Questions related to the existence of global smooth solutions over time or the possibility of developing singularities in finite time for certain equations in fluid dynamics can be challenging and complex. In this work, we analyze possible scenarios of self-similar singularity formation for the generalized surface quasi-geostrophic equation (gSQG) in two dimensions. We show that, under a condition on the growth of the $L^r$ norm of the self-similar profile and its gradient, the self-similar profile is identically zero or its asymptotic $L^p$ behavior can be characterized, for suitable $p$ and $r$, in appropriate intervals of the self-similar parameter. This result generalizes and improves the analogous result proven for the SQG equation in \cite{Xue16}, and recovers the results proven in \cite{CX15}, related to globally self-similar solutions of the gSQG equation.
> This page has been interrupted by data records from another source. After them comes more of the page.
PR #5984, opened 2026-05-29
RI-8190 E2E coverage for prod vs non-prod modes

KrumTy:
# What

Adds Playwright E2E coverage for prod vs non-prod modes. All scenarios run with `dev-prodMode` enabled via `test.use({ featureFlags: ... })`.

Specs are co-located with the feature area each scenario exercises:

- **`databases/list/environment-badge.spec.ts`** — Production / Development / Unspecified DBs render the right badge (or no badge) in the list and the instance header.
- **`browser/key-details/environment-gating.spec.ts`** — Browser writes on a Production DB open the modal (no typing needed); writes on a Development DB bypass it entirely (per-connection gating).
- **`browser/bulk-actions/environment-gating.spec.ts`** — Bulk delete on a Production DB keeps the typed-input variant; mistyped name keeps Confirm disabled.
- **`cli/dangerous-commands.spec.ts`** — `FLUSHDB` on a Production DB opens the modal; cancel preserves keys, confirm runs (verified against the real Redis backend).
- **`workbench/dangerous-commands.spec.ts`** — Workbench batch containing a dangerous command opens the modal mid-batch; same cancel/confirm contract.
- **`workbench/profiler.spec.ts`** — Starting the Profiler on a Production DB requires a confirmation popover.
- **`insights/tutorials.spec.ts`** — Tutorial **Run** buttons are disabled on a Production DB.

Modal copy, per-component wiring, and per-action confirmation strings are covered by unit tests and were deliberately not duplicated here.

## Infrastructure

- `TypeToConfirmModal` page object + fixture exposing both `confirm()` (input variant) and `confirmWithoutInput()` (Browser variant).
- `Environment` enum in `e2eSrc/types`; optional `environment` flows through `ApiHelper.createDatabase`.
- `selectEnvironment()` helper on `AddDatabaseDialog`; `fillForm` honours the new field.
- `DatabaseList.getRow` switched from a cell-level locator to the inner name `<p>` so the environment badge in the same cell doesn't break the lookup.
- TEST_PLAN entries distributed across sections 1.2, 2.4, 2.11, 3.1, 3.3, 3.4 and 4.1 (no dedicated section — coverage lives next to its peers).

# Testing

- [ ] CI: full Playwright run (`@e2e-tests` label).
- [ ] Manual: `yarn dev:api` + `yarn dev:ui`, then `cd tests/e2e-playwright && npx playwright test --project=chromium tests/main/browser/bulk-actions tests/main/browser/key-details tests/main/cli tests/main/workbench tests/main/insights/tutorials.spec.ts tests/main/databases/list/environment-badge.spec.ts` against the docker-compose RTE.

---

> [!NOTE]
> **Low Risk**
> Changes are limited to E2E tests, fixtures, and TEST_PLAN; no application runtime logic is modified in this diff.
> 
> **Overview**
> Adds Playwright E2E coverage for **prod vs non-prod** behavior with `dev-prodMode` enabled, plus shared test infrastructure so scenarios can set **Production / Development / Unspecified** on connections and drive the UI consistently.
> 
> New specs exercise **PROD/DEV badges** in the database list and instance header, **type-to-confirm** on production for browser writes (rename vs dev bypass on edit), bulk delete (typed DB name), CLI and Workbench dangerous commands (`FLUSHDB`, cancel/confirm against Redis), **profiler start** confirmation, and **disabled tutorial Run** on production.
> 
> Supporting changes: `TypeToConfirmModal` and `ProfilerPanel` page objects wired through fixtures; `Environment` on API/UI helpers; `DatabaseList.getRow` targets the name cell’s inner `<p>` so badges don’t break row lookup; **TEST_PLAN** marks the new cases as implemented.
> 
> <sup>Reviewed by [Cursor Bugbot](https://cursor.com/bugbot) for commit 8f713593e3651578bd51cf37bc98d74a44d7d23f. Bugbot is set up for automated code reviews on this repo. Configure [here](https://www.cursor.com/dashboard/bugbot).</sup>


tests/e2e-playwright/pages/components/TypeToConfirmModal.ts
```diff
@@ -0,0 +1,98 @@
...
+  readonly input: Locator;
+  readonly confirmButton: Locator;
+  readonly cancelButton: Locator;
+  readonly closeButton: Locator;
+  readonly skipForSessionCheckbox: Locator;
+  readonly tip: Locator;
+
+  constructor(page: Page) {
+    this.page = page;
+    this.title = page.getByTestId('type-to-confirm-modal-title');
```
KrumTy, line 25: it's a generic, reusable modal, that's used with various props based on case; hence it's easier to manage it via test ids in e2e

tests/e2e-playwright/TEST_PLAN.md
```diff
@@ -355,6 +360,7 @@ The test plan is organized by feature area. Tests are grouped for parallel execu
 | 🔲 | main | Confirm deletion failures surfaced in summary log |
 | 🔲 | main | Confirm performance when deleting thousands of keys |
 | 🔲 | main | Confirm performance when bulk uploading large datasets (>10K keys) |
+| ✅ | main | Production DB > should require typing the database name to bulk-delete |
```
valkirilov, line 363: note: Make sure to run this test in an isolated database instance, so it doesn’t conflict with other tests that depend on the same data, which will be deleted.

tests/e2e-playwright/tests/main/workbench/profiler.spec.ts
```diff
@@ -0,0 +1,37 @@
...
+
+    test.afterAll(async ({ apiHelper }) => {
+      await apiHelper.deleteDatabase(database.id).catch(() => {});
+    });
+
+    test('should require confirmation to start the profiler', async ({ browserPage, page }) => {
+      await browserPage.goto(database.id);
+      await browserPage.openProfiler();
+
+      await page.getByTestId('start-monitor').click();
```
valkirilov: nit: I think you can hide this inside a page object for the Profiler component

example: `tests/e2e-playwright/pages/browser/components/AddKeyDialog.ts`

valkirilov: nit: is there a way to use a better visual selector, instead of the IDs

tests/e2e-playwright/tests/main/workbench/profiler.spec.ts
```diff
@@ -0,0 +1,37 @@
...
+      await expect(page.getByTestId('profiler-start-confirm')).toBeVisible();
+      await expect(page.getByTestId('profiler-start-cancel')).toBeVisible();
+
```
valkirilov, line 32: suggestion: Can we verify visually that the profiler is running and outputting stuff, to make these e2e test meaningful? Otherwise, the same check can be performed via a simple jest test, for much less cost.

tests/e2e-playwright/TEST_PLAN.md
```diff
@@ -447,6 +453,7 @@ The test plan is organized by feature area. Tests are grouped for parallel execu
 | 🔲 | main | History limited to 30 commands (oldest replaced by newest) |
 | 🔲 | main | Quick-access to command history with Up Arrow |
 | 🔲 | main | Use Non-Redis Editor with Shift+Space |
+| ✅ | main | Production DB > should require type-to-confirm modal for dangerous workbench batches |
```
valkirilov, line 456: note: same as https://github.com/redis/RedisInsight/pull/5984/changes#r3324636891, since the test contains `FLUSHALL` in the list of dangerous commands we execute.

tests/e2e-playwright/tests/main/insights/tutorials.spec.ts
```diff
@@ -0,0 +1,38 @@
...
+
+    test.beforeAll(async ({ apiHelper }) => {
+      database = await apiHelper.createDatabase(StandaloneConfigFactory.build({ environment: Environment.Production }));
+    });
+
+    test.afterAll(async ({ apiHelper }) => {
+      await apiHelper.deleteDatabase(database.id).catch(() => {});
+    });
+
+    test('should disable the tutorial Run button', async ({ browserPage, insightsPanel }) => {
```
valkirilov, line 25: nit: update the test title

> should disable the tutorial Run button when database is flagged as Production

tests/e2e-playwright/pages/components/TypeToConfirmModal.ts
```diff
@@ -0,0 +1,97 @@
...
+    this.description = page.getByTestId('type-to-confirm-modal-description');
+    this.input = page.getByTestId('type-to-confirm-modal-input');
+    this.confirmButton = page.getByTestId('type-to-confirm-modal-confirm-btn');
```
valkirilov, line 28: note: **Title** and **Description** are dynamic, I get that. But for the static labels, I still think we can use real visual selectors, instead of their IDs.

tests/e2e-playwright/tests/main/insights/tutorials.spec.ts
KrumTy: it's contained in the description above
> test.describe('Production DB', () => {

valkirilov: My bad 👍 

Do we need this describe block then, since it's the only test case in the suite, but is 3 level deep already?

tests/e2e-playwright/TEST_PLAN.md
KrumTy: https://github.com/redis/RedisInsight/blob/8cb8d1a1047b5e935ce7ac7b82c2ac29ce965518/tests/e2e-playwright/tests/main/browser/bulk-actions/environment-gating.spec.ts#L19-L21

it creates keys with a keyPrefix, then bulk deletes only them

lets see if this ever collides with another test first?

If we have a test that deliberately wants to read/mutate all data in the database and does not want to rely on predixes, then maybe we can spin an instance for this test alone

tests/e2e-playwright/tests/main/insights/tutorials.spec.ts
KrumTy: unlikely to add more here but I wanted to keep the test itself starting with "should" but also have a prefix in the logs in front that it's for prod environment 

alternative is to push it to the end - "should disable the tutorial Run button for Production environment", which works too if this bothers you

tests/e2e-playwright/pages/components/TypeToConfirmModal.ts
KrumTy: it's all dynamic actually; some may use the default values but still..

I could drop the ids and rely on specific text but I thought this can be left for unit tests and we are testing functionality only here; eventually we can do visual/snapshots and check texts as well

either way, no hard preference for me; if you want I can switch to text

tests/e2e-playwright/tests/main/insights/tutorials.spec.ts
KrumTy: I think I will leave it in describe as it also handles before/after hooks (creating a prod database)

tests/e2e-playwright/pages/components/TypeToConfirmModal.ts
KrumTy: if we go with text level selector we will need a different page object for every modal variant; I'd rather keep it like that; But I've added some expect calls for the dynamic description - verifying it contains dangerous command itself

tests/e2e-playwright/TEST_PLAN.md
valkirilov: I think I saw the `FLUSHALL` command, and it can cause flakiness with other tests (because they run in parallel). At least, it was happening with some of the test suites previously, but if it's not the case, then okay 👌

tests/e2e-playwright/pages/components/TypeToConfirmModal.ts
valkirilov: As I mentioned, I understand that we have dynamic content rendered, and I'm good with that. My comment was targeting the static labels (like the Cancel/Confirm buttons in the modal, etc), because the agent defaulted to test IDs in all the cases.

And it's not about my preferences, it's just what we agreed to follow as a guideline, as a good community standard:
- https://playwright.dev/docs/locators
- https://testing-library.com/docs/queries/about/#priority

>We recommend prioritizing role locators to locate elements, as it is the closest way to how users and assistive technology perceive the page.

tests/e2e-playwright/tests/main/insights/tutorials.spec.ts
valkirilov: Ok, np 👍

tests/e2e-playwright/pages/components/TypeToConfirmModal.ts
KrumTy: yeah not talking about personal preferences here, just picking best tool for the job and this modal seems like an exception to this general rule

you already mentioned that you are fine with id selectors for dynamic content, which title and description are

then I said the rest of the stuff are also dynamic. Even the confirm button is sometimes different - [source](https://github.com/redis/RedisInsight/blob/main/redisinsight/ui/src/components/cli/components/cli-body/CliBodyWrapper.tsx#L212)

I see two solutions
1. current, treating it as a special case and relying on test ids because it's generic and used with different texts (I still kept assertion for dynamic description that's supposed to show dangerous command for example)
2. make 1 TTC page modal object per variant (I think 14)

a mix of these two is not ideal imo but feel free to suggest something else

tests/e2e-playwright/TEST_PLAN.md
KrumTy: fixed in https://github.com/redis/RedisInsight/pull/5984/changes/8f713593e3651578bd51cf37bc98d74a44d7d23f

valkirilov (approved):

PR #5989, opened 2026-06-01
Split e2e tests into parallel/ and serial/ folders

KrumTy:
# What

Restructure the Playwright test layout: replace the single `tests/main/` directory + `@serial` tag with two sibling folders, and give each browser platform a paired parallel/serial project.

**Folder split**
- `tests/parallel/` — safe to run with multiple workers
- `tests/serial/` — must run sequentially (shared DB state, dangerous commands, vector-index ops)

**Playwright projects** — keyed off `testDir`, no more `grep`/`grepInvert`:
- `chromium-parallel` + `chromium-serial`
- `electron-parallel` + `electron-serial`

**Execution order**

For each platform, the serial project depends on the parallel project (`dependencies: ['<platform>-parallel']`), so the order is always:

1. `<platform>-parallel` runs first (with up to N workers)
2. `<platform>-serial` runs after, one worker at a time

**Why sequential, not concurrent on a shared RTE**

Serial tests perform destructive operations on the shared RTE Redis (`FLUSHDB`, broad `deleteAllIndexes`, dangerous commands). Letting them race a parallel test means the parallel test can observe a wiped database between its own steps. Electron projects can't run concurrently anyway because the desktop app binds its embedded API on a fixed port (5530).

### Trade-offs considered

| Option | Pros | Cons |
|---|---|---|
| **Sequence serial after parallel (chosen)** | Simple mental model: folder location maps to position in the run. No hidden per-test contracts. Same model for chromium and electron. | Adds ~serial-suite-duration to wall-clock per platform. |
| Run both concurrently on a shared RTE, isolate by Redis instance | Faster wall-clock. | Hidden contract — every serial test must use the right factory or it silently races parallel tests. Requires a dedicated container in the compose. Easy to break later. *(Tried and reverted.)* |
| Run both concurrently on separate CI jobs/machines | Faster wall-clock and full isolation. | Doubles RTE bring-up + install cost; for chromium-serial today the savings ≈ duplicated setup. |

If the serial suite grows large enough that the sequential ordering becomes a CI bottleneck, the next step is to give serial tests a dedicated Redis instance (or split into a separate CI job) — not to revert the ordering.

**Bug fix side effect**

The Docker CI workflow previously ran only `--project=chromium`, which silently skipped every `@serial`-tagged test. It now runs both `chromium-parallel` and `chromium-serial`.

# Testing

- [ ] Chromium workflow runs `chromium-parallel`, then `chromium-serial`
- [ ] Docker workflow runs `chromium-parallel`, then `chromium-serial` (previously skipped serial)
- [ ] Electron workflow runs `electron-parallel`, then `electron-serial`
- [ ] Local: `yarn --cwd tests/e2e-playwright test:chromium` runs both
- [ ] Local: `yarn --cwd tests/e2e-playwright test:chromium:serial` runs only the serial set

---

> [!NOTE]
> **Low Risk**
> Changes are limited to E2E layout, Playwright config, and CI commands; no application runtime code is modified.
> 
> **Overview**
> Replaces the single **`tests/main/`** tree plus **`@serial`** grep with **`tests/parallel/`** and **`tests/serial/`**, and wires Playwright to **four projects** (`chromium-parallel` / `chromium-serial`, `electron-parallel` / `electron-serial`) via **`testDir`** instead of tags.
> 
> **`chromium-serial`** and **`electron-serial`** now **depend on** their parallel project so serial suites (shared Redis, `FLUSHDB`, vector index cleanup, dangerous commands) run **after** parallel work finishes, not alongside it. Specs under **`tests/serial/`** drop **`{ tag: '@serial' }`**; Electron-only checks use **`electron-parallel`** instead of **`electron`**.
> 
> CI and docs follow the new names: Chromium, Docker, and Electron workflows run both parallel and serial projects; **`package.json`** adds split scripts (e.g. **`test:chromium:serial`** with **`--no-deps`**). **Docker CI** previously ran only **`--project=chromium`**, which skipped serial tests—now it runs **`chromium-parallel`** and **`chromium-serial`**. **`TEST_PLAN.md`** and AI e2e docs point spec paths at **`tests/serial/`** where applicable.
> 
> <sup>Reviewed by [Cursor Bugbot](https://cursor.com/bugbot) for commit 1e376cf357717abfa0a9f59780d71acd947debd6. Bugbot is set up for automated code reviews on this repo. Configure [here](https://www.cursor.com/dashboard/bugbot).</sup>


tests/e2e-playwright/package.json
```diff
@@ -6,12 +6,16 @@
   "license": "MIT",
   "scripts": {
     "test": "playwright test",
-    "test:chromium": "playwright test --project=chromium",
-    "test:chromium:headed": "playwright test --project=chromium --headed",
+    "test:chromium": "playwright test --project=chromium --project=chromium-serial",
```
valkirilov: nit: I know that `project=chromium` being the default one is the one that runs the tests in parallel, but I would rather mark it explicitly, so it's clear if you don't have that context in mind
```suggestion
    "test:chromium": "playwright test --project=chromium-parallel --project=chromium-serial",
```

valkirilov (dismissed):

tests/e2e-playwright/package.json
KrumTy: adjusted here https://github.com/redis/RedisInsight/pull/5989/changes/8929f15d318671d696cb97e7fec3891e59ac2133

valkirilov (dismissed):

valkirilov (dismissed):

valkirilov (approved):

We also analyze the gSQG equation with fractional dissipation, generalizing the result proven in \cite{Chae11}, which excludes the possibility of globally self-similar singularity in finite time for the dissipative SQG equation, under certain conditions on the profile. More precisely, assuming that the gradient of the self-similar profile decays to zero at infinity and the symmetric part of the self-similar velocity gradient is bounded at the maximum points of the self-similar profile, we prove that the self-similar profile is identically zero in $\R^2.$ (AU)